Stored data
┄┄┄┄┄┄

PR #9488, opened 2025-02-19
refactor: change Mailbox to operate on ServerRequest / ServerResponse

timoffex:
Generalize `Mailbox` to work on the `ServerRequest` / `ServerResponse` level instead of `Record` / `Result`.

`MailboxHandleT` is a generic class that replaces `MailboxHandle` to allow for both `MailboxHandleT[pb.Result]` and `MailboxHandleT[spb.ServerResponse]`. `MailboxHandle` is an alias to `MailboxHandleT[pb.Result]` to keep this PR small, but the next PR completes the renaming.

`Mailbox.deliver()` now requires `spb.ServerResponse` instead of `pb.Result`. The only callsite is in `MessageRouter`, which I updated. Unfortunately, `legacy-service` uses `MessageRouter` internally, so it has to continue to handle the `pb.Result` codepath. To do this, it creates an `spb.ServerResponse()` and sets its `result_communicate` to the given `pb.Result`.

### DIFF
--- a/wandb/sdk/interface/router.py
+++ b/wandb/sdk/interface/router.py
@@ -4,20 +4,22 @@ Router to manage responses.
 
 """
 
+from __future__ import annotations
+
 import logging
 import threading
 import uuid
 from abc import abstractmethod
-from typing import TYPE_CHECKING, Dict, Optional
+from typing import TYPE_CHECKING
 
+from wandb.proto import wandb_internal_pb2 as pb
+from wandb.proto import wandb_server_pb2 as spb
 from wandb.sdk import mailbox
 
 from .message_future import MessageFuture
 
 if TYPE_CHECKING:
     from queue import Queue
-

┄┄┄┄┄┄

Required work:
If a line comes after the one that contains "work on the", leave it out; return every line of the entries up to that point exactly, starting with the first, with that line included.

Result of this exercise:
PR #9488, opened 2025-02-19
refactor: change Mailbox to operate on ServerRequest / ServerResponse

timoffex:
Generalize `Mailbox` to work on the `ServerRequest` / `ServerResponse` level instead of `Record` / `Result`.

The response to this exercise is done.